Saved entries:

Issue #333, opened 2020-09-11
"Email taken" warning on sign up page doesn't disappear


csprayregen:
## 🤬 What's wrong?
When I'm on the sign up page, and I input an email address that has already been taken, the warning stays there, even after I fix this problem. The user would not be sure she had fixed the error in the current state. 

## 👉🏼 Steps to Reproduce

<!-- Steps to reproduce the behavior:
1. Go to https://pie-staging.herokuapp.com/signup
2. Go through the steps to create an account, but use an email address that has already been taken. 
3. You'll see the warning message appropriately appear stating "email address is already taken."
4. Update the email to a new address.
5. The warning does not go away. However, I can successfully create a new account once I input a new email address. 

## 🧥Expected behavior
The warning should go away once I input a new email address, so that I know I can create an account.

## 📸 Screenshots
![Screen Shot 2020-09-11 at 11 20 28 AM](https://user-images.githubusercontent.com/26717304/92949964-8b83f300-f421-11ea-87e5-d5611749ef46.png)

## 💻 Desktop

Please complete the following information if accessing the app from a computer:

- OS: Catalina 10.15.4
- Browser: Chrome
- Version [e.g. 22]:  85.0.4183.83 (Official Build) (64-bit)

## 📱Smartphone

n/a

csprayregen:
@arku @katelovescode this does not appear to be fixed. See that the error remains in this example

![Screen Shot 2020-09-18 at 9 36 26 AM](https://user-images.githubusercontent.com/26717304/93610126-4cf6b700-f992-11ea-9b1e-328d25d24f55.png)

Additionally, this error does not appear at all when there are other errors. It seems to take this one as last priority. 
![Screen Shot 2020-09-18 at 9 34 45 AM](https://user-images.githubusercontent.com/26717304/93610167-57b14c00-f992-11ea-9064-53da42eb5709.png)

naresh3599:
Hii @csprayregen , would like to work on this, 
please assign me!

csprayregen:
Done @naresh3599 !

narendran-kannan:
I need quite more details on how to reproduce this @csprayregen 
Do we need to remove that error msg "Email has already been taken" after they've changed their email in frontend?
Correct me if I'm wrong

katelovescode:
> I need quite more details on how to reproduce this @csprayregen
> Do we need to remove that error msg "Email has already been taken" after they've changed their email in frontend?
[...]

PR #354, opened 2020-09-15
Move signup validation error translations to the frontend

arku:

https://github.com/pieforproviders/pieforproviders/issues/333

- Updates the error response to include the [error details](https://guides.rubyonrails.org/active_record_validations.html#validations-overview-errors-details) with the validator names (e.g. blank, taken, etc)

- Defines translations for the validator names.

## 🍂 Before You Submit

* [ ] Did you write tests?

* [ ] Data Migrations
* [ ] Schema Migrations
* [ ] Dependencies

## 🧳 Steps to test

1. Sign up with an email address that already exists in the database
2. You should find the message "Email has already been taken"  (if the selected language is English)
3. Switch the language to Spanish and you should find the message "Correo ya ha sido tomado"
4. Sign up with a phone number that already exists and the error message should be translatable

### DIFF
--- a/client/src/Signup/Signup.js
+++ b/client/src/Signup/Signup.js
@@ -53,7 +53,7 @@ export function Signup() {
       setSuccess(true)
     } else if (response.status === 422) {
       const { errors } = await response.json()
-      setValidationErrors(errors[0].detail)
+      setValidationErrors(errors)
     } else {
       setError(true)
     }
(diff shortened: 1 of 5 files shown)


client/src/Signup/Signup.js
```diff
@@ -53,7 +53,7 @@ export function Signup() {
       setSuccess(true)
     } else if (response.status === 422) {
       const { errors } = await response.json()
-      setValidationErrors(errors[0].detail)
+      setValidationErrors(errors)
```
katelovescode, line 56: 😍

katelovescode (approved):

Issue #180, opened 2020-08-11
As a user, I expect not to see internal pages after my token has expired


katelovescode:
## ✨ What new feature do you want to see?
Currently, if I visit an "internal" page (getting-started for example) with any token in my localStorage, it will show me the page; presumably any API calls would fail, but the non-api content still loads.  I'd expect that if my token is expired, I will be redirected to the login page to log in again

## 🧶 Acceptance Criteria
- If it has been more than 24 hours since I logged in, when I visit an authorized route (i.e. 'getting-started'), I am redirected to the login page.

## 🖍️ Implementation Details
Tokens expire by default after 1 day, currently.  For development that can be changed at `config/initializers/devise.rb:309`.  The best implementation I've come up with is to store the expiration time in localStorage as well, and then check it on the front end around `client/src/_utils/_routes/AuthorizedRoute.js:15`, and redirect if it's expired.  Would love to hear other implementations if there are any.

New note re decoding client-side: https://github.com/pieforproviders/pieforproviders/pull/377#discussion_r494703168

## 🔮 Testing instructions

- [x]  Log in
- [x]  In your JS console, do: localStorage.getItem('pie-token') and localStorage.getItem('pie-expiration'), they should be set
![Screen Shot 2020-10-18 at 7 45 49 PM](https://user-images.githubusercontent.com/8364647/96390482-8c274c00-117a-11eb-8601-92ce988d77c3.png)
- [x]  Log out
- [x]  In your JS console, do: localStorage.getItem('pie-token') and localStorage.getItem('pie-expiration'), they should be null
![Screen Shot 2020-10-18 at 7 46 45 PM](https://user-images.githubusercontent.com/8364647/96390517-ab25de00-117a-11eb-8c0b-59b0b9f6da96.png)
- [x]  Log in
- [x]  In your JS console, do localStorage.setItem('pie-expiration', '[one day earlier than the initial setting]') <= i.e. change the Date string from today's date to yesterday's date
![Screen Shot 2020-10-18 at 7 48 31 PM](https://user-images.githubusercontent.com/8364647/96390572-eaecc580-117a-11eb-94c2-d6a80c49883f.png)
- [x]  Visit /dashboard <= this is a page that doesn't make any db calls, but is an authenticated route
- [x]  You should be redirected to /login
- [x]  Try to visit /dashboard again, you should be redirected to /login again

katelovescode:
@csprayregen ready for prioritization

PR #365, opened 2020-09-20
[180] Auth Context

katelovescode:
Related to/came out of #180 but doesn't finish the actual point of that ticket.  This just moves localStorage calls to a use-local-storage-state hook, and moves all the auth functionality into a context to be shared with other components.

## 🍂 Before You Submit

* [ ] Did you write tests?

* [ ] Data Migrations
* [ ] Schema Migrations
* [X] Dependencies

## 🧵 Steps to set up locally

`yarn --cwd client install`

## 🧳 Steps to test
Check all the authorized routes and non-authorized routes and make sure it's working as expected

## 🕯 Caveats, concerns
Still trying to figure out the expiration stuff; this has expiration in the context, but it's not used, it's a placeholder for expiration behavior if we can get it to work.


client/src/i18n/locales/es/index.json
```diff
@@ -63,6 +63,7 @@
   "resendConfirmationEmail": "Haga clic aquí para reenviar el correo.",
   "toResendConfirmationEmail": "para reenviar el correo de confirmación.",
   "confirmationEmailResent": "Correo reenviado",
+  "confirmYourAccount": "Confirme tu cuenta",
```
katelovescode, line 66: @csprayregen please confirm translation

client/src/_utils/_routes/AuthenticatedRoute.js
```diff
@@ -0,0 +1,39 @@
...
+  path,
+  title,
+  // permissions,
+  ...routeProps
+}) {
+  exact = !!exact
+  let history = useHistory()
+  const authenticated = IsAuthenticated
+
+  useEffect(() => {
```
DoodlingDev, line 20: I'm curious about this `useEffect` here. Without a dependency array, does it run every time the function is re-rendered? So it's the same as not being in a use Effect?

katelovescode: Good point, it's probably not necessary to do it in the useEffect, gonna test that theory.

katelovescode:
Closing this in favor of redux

- **What the exercise asks**:
When you answer, output each line of the data exactly as given, from its first line up to and including the one with "<!-- Steps to".

- **Output for this task**:
Issue #333, opened 2020-09-11
"Email taken" warning on sign up page doesn't disappear


csprayregen:
## 🤬 What's wrong?
When I'm on the sign up page, and I input an email address that has already been taken, the warning stays there, even after I fix this problem. The user would not be sure she had fixed the error in the current state. 

## 👉🏼 Steps to Reproduce

<!-- Steps to reproduce the behavior:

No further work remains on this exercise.